"Deinococcus radiodurans is capable of withstanding an acute dose of 5,000 grays (Gy), or 500,000 rad, of ionizing radiation with almost no loss of viability, and an acute dose of 15,000 Gy with 37% viability.[14][15][16] A dose of 5,000 Gy is estimated to introduce several hundred double-strand breaks (DSBs) into the organism's DNA (~0.005 DSB/Gy/Mbp (haploid genome)). For comparison, a chest X-ray or Apollo mission involves about 1 mGy, 5 Gy can kill a human ...."
Some enterprising researchers must have considered engineering this microbe to produce useful products in space, but I don't travel in these circles anymore.
But it's just a side effect of being an extremophile with really good DNA repair machinery. The microbe isn't intentionally resistant to radiation. It's not adapted specifically to radiation environments.
I read about an effort to do this in the 1950s (IIRC, it was in Pawpaw: In Search of America's Forgotten Fruit by Andrew Moore, but I could be wrong about that) and as I remember it, most of the radiated seeds were either sterile or produced deformed offspring.
What's the difference between atomic gardening and regular selective breeding performed under the giant ball emitting ionizing radiation that we have overhead half the day except the rate at which mutations occur? Plants with terrible nonviable mutations might be entirely sterile even if we like them, plants with viable but undesirable mutations we won't propagate into another generation. It seems akin to modern GMO efforts with a shotgun instead of a scalpel, but it did work.
Plants also handle mutations differently, creating burls and cavities and whatnot instead of it taking over the entire existing plant like cancer does in animals. You're unlikely to generate a Plants vs. Zombies scenario here.
Might as well say that beating grapes into pulp without beating grapes of the consumers gives juice an opportunity for one-sided evolutionary advantage.
While it sure sounds straight out of some 50s horror movie, I have a feeling the consequences here are pretty insignificant. The mutant tomatoes I've harvested and eaten from my garden have been quite tasty. Any particular fears in mind?
People doing it everywhere around the world for almost a century now, effectively is. Unsurprisingly for anyone whose understanding of science extends beyond cheap comic book tropes, everything is fine.

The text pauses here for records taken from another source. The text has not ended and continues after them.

Issue #386, opened 2024-12-27
I get Error with CONFIG = {"generation_config": {"response_modalities": ["AUDIO","TEXT"]}} in gemini-2/live_api_starter.py


abdul7235:
### Description of the bug:

From the documentation: 

https://ai.google.dev/api/multimodal-live

I believe I can get response in multiple modalilties, but running the above CONFIG in my code I get following error:

websockets.exceptions.ConnectionClosedError: received 1007 (invalid frame payload data) Request trace id: a0bb7a2dd8834b47, [ORIGINAL ERROR] generic::invalid_argument: Error in program Instantiation for language; then sent 1007 (invalid frame payload data) Request trace id: a0bb7a2dd8834b47, [ORIGINAL ERROR] generic::invalid_argument: Error in program Instantiation for language

Why am I getting this error?

### Actual vs expected behavior:

Is it possible to have response in Audio and Text Simaltaneoulsy? 

If yes, please help me sort it out.

If no, then for good's sake it must be mentioned clearly in the documentation!

### Any other information you'd like to share?

I had appreciate if google and GCP had properly organized and clear documentation for their services, APIs and SDKs. It is such a horrible experience integrating google's servicses due to documentation being horribly scattered and vague.

LarsDu:
I'm getting the same error. It would be nice to get both text and audio at the same time. This is particularly useful for generating dialogues for things like games...

Giom-V:
Hello @abdul7235 and @LarsDu,

At the moment, multimodalities is not available publically. You can only get Audio using the live APIs, and text using the "classic" ones.

I'll see what can be done to make that clear in the documentation.

abdul7235:
@Giom-V 

Will multimodal output be available in the coming months? 

Also, could you guide me on how to gain access to the non-public multimodal API?

kshitij01042002:
Is it possible to get the Audio and function calling? @Giom-V

simix:
this is when you sent unsafe prompts  
im looking how to block it , i tried to use this and doesnt work 

self.safety_settings = [
            {
                "category": "HARM_CATEGORY_DANGEROUS",
                "threshold": "BLOCK_NONE",
            },
            {
                "category": "HARM_CATEGORY_HARASSMENT",
                "threshold": "BLOCK_NONE",
            },
            {
                "category": "HARM_CATEGORY_HATE_SPEECH",
                "threshold": "BLOCK_NONE",
            },
            {
[...]

PR #416, opened 2025-01-23
fix: Add validation and documentation for response modalities

paulelliotco:
This PR addresses issue #386 by adding input validation and clear documentation for response modalities in the live_api_starter.py file. 
The changes include:
- Added validate_config() function to check for invalid or unsupported response modalities.
- Improved error handling in the run() method to provide clear feedback for invalid configurations.
- Updated documentation comments to clarify the limitations of response modalities.

### DIFF
--- a/gemini-2/live_api_starter.py
+++ b/gemini-2/live_api_starter.py
@@ -83,6 +83,32 @@ CONFIG = {"generation_config": {"response_modalities": ["AUDIO"]}}
 
 pya = pyaudio.PyAudio()
 
+def validate_config(config):
+    """
+    Validate the generation config, specifically checking response modalities.
+    
+    Note: Currently only one response modality is supported at a time.
+    AUDIO is supported in Live API, TEXT is supported in classic API.
+    Multimodal output (AUDIO + TEXT) is not yet publicly available.
+    """
+    if "generation_config" in config:
+        modalities = config["generation_config"].get("response_modalities", [])
+        if len(modalities) > 1:
+            raise ValueError(
+                "Currently only one response modality is supported at a time. "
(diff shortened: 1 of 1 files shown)


markmcd:
I like your idea here - however we don't typically show client-side validation of configuration for a few reasons.

1) the truth is ultimately on the server-side, so client-side validation code can become incorrect over time (this creates a maintenance burden for us here in the cookbook, or broken samples).
2) data validation is often different per-user, so in this example, a user (either a public user in the future, or a preview user now) would see a false validation error.
3) some amount of validation can be done by using objects (i.e. proto derived types) instead of python dicts - e.g. `types.LiveConnectConfig(response_modalities=[types.Modality.AUDIO])` (where `types` is `google.genai.types`). it doesn't apply to this specific case, but it's a general reason why we don't include validation in sample code.

So while `['AUDIO']` and `['TEXT']` are the only valid values right now, I don't think it's worth the extra validation code.

If you think that this particular tool is somewhere that people will get caught up, perhaps add a comment along the lines of `# While Gemini 2.0 Flash is in experimental preview mode, only one of AUDIO or TEXT may be passed here.`

Or if you have a better suggestion that would reach more users (e.g in the docs on ai.google.dev somewhere), please share.

I'll close this now but if you want to send a PR to add a comment, feel free.

paulelliotco:
Thank you Mark for the detailed feedback! 

I completely understand the reasoning behind avoiding client-side validation. I'll add a comment to clarify the limitation of response modalities in the `live_api_starter.py` file and  submit a PR with this update shortly.

AlipMagical:
Hello I am optioning all out wait okay..I will show you all okay

PR #429, opened 2025-01-31
Update Get_started_thinking.ipynb

gmKeshari:
Removed  "`config={'thinking_config': {'include_thoughts': True}},\n`", from the code script because it gives 400 error as `include_thoughts` is not supported with "gemini-2.0-flash-exp".


Giom-V:
Thanks for the submission, this was already done in a parallel one (https://github.com/google-gemini/cookbook/pull/426) so I'm closing yours.

PR #431, opened 2025-02-04
Use non-experimental model name for 2.0

markmcd:
I updated the flash-exp model references to drop the `-exp` suffix. Also switched each of these to use a model selector where it wasn't already configured.

I haven't added any extra models to notebooks with the selector as I figure they should be tested, and I didn't do that, but we can do it in future updates if we wish.

And included `isTemplate` so users (or us?) can link to specific models in Colab.


Giom-V:
I think there's still the open question about "isTemplate: true", and you're still adding dropdowns in some place I think I forgot, so up to you to decide if you want to bother with the merge.

PR #455, opened 2025-02-12
Update Audio notebook

patrickloeber:
Update audio notebook to use new SDK and add more info as on the [docs page](https://ai.google.dev/gemini-api/docs/audio?lang=python)


philschmid (dismissed):
LGTM. I would maybe just remove the install output in the first cell. Thanks for updating to the new sdk and model.

philschmid (approved):
GTLM

PR #468, opened 2025-02-20
Adding a Imagen example to illustrate a book

Giom-V:


philschmid (approved):
Great Examples! LGTM. But i think we should remove the images from the notebooks and add rendered ones via markdown hosted on the bucket. Each Image is ~1MB which is a lot.

PR #470, opened 2025-02-20
fix cache in getting started notebook

patrickloeber:
Code example was broken


philschmid (approved):
LGTM! Maye we can add a note/comment that this currently works with 1.5 and not 2.0 but we are working on it.

Giom-V:
> LGTM! Maye we can add a note/comment that this currently works with 1.5 and not 2.0 but we are working on it. 

We already say "It is not yet available in Gemini 2.0 because it is an experimental model." But we could be clearer.

patrickloeber:
yes, I added one more sentence about supported versions

philschmid (approved):

Giom-V:
Thank you both!

PR #495, opened 2025-03-04
migrate: Guess_the_shape.ipynb to new SDK

haroon10725:
@Giom-V @markmcd Can you please review it.

### DIFF
--- a/examples/Guess_the_shape.ipynb
+++ b/examples/Guess_the_shape.ipynb
@@ -63,7 +63,7 @@
       },
       "outputs": [],
       "source": [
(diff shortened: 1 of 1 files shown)


markmcd (approved):
I've made a couple of fixes:

1. Include the SDK version when it's loaded (this helps users understand what version this was run with if something changes)
2. Fixed the wrong `generate_content` call
3. Included the updated output from the model (this is important if the model ever changes - we need to make sure the output matches the model)

markmcd:
Thanks for the contrib!

PR #484, opened 2025-03-01
Update package to `google-genai` in `examples/Anomaly_detection_with_embeddings.ipynb`

Faakhir30:
Refers #446 

- [x] Updated `google-generativeai` to use `google-genai` package instead.
- [x] Updated outputs and tested locally.
- [x] Process 100 rows in 1 batch request for getting embeddings. (100 is the max limit `BatchEmbedContentsRequest.requests: at most 100 requests can be in one batch`) .The original issue didn't require this optimization, but it was needed since free gemini API credits are insufficient for 600 requests. Now, it can be done in 6 requests.
- [x] formatted with `pyink examples/Anomaly_detection_with_embeddings.ipynb`

Would update the remaining notebooks (one at a time) once this one is merged successfully. thanks

PS: This is my first `ipynb` oss contribution, so not expecting this to be perfect in the first attempt, but I'm willing to learn n update PR :)

Issue #446, opened 2025-02-07
Update everything to use google-genai SDK


markmcd:
### Description of the feature request:

[Lots of notebooks are using the `google-generativeai` SDK](https://github.com/search?q=repo%3Agoogle-gemini%2Fcookbook%20%22import%20google.generativeai%22&type=code), but now that [`google-genai`](https://pypi.org/project/google-genai) is at 1.0, we should be using that.

e.g. `pip install google-generativeai` needs to be replaced with `pip install google-genai` and then relevant code and text needs to be updated.

There's lots to do right now, but we can do every notebook independently so this would be a great one to open to community contributions. If you want to work on one, check the open PR list to see if someone has already done it, then just send a PR directly (but stick to one notebook per PR).

mitrick2:
Are there plans to create a google-genai SDK for JS?

Faakhir30:
Updating `Anomaly_detection_with_embeddings.ipynb`. Informed to avoid duplicate efforts by other contributors, thanks

Faakhir30:
> Are there plans to create a google-genai SDK for JS?

I guess we already have it https://github.com/google-gemini/generative-ai-js, currently at `google/generative-ai@0.8.0` at the time of comment.

charantek1styearbtech:
@markmcd need help in accepting Google contributor licence agreement there is always an server error.
Any suggestions?

ROHANDWIVEDI2005:
> [@markmcd](https://github.com/markmcd) need help in accepting Google contributor licence agreement there is always an server error. Any suggestions?

I also have the same issue.

Giom-V:
> Are there plans to create a google-genai SDK for JS?

@mitrick2 A new typescript unified SDK is on its way.

Giom-V:
@charantek1styearbtech @ROHANDWIVEDI2005 @Faakhir30 As for the CLA issue, it's being investigated internally. I'll update this thread when it will be fixed.

Thanks you all for your contributions!

Giom-V:
Hey all,

Thanks a lot for all your submissions! This is greatly helping us.

I've fallen sick and I have to prepare 4 talks for next week ([here](https://cloudonair.withgoogle.com/events/build-with-gemini?talk=talk-1-pt), if you are in Paris) so I couldn't find the time to review all the Pull requests. But rest assured that I'm not forgetting you and I'll catch up with everything you submitted next week.

KSruthiVel:
[...]

PR #497, opened 2025-03-04
Update Analyze_a_Historic_Event_Recognition to use genai module

Faakhir30:
Refers #446
- [x] Updated notebook to use `genai` module
- [x] Refactoed imports
- [ ] Updated Readme Links

Readme links of Video analysis notebooks are updated once in #499 , so not needed over here, would implement here again if required.

Learings from #484 are implemented over here, hopefully would require less review effort :)


Giom-V (approved):
Thanks for the submission and the help getting the examples to use the new SDK!

PR #506, opened 2025-03-05
Update `Sentiment_Analysis` notebook to use genai module

Faakhir30:
Refers #446

- Updated module `google-generativeai` to use `google-genai>=1.0.0`
- Refactored imports
- Docs update was not required IMO

### DIFF
--- a/examples/json_capabilities/Sentiment_Analysis.ipynb
+++ b/examples/json_capabilities/Sentiment_Analysis.ipynb
@@ -73,27 +73,13 @@
           "name": "stdout",
           "output_type": "stream",
           "text": [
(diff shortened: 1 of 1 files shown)


markmcd:
Thanks for the update on this one - I like the work you've done and am happy to merge it but I think this doc needs more work. 

Just to be clear, your work is great, we can track this separately. But if you are interested it'd be great to work on this.

Here's what I think needs to be done:
* The schema should be moved out of the prompt and should use `response_schema` instead (so we use a real `TypedDict` or pydantic class)
* We should use categorical outputs in the schema (like enums) instead of float outputs. The floats are not going to be calibrated probabilities, so we shouldn't represent them as such. Instead each field could be one of `NONE`, `WEAK`, `STRONG`.

If you like, we can just merge this and deal with these tasks in a separate issue. LMK what you'd like to do.

markmcd (approved):

markmcd (approved):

Radiation isn't evil magic, mutations don't give superpowers. Both are natural phenomena, and they're not anything like they're portrayed in comic books.
Might as well worry about watering your plants. Plants are perfectly fine, they live and grow by nature magic, no need for humans to play god and add water to the mix, what could possibly go wrong?
This is what nature keeps doing for billions of years - we have constant background radiation, some stuff from sun which still gets through, and lets not forget about everybody's favorite cosmic rays. The most energetic particle we detected had energy of baseball ball thrown at 100kmh. I'd say this is the main fuel of whole evolution of life on Earth, on top of drastically changing environments.
You can't build 100% radiation-shielded environment, anywhere. Neutrinos just don't care that much about obstacles (and interact very weakly with target, but they still do in small numbers, that's how we detect them).
on the scale that nature does it, the consumers of plants also evolve.
I can't believe what I'm being asked to argue here, it's "environmentalism" and "public health" and "anti big X" all rolled up into one. I'm on the other sides of all those issues, so I wish you'd all get back in your lanes.
Honesty the biggest what could go wrong is things like vegetables will stop producing the useful large fruits we eat if we're trying to grow things for food.
Plants on the contrary tolerate much more damage. To the point that we develop new species by bombarding seeds with ionized radiation.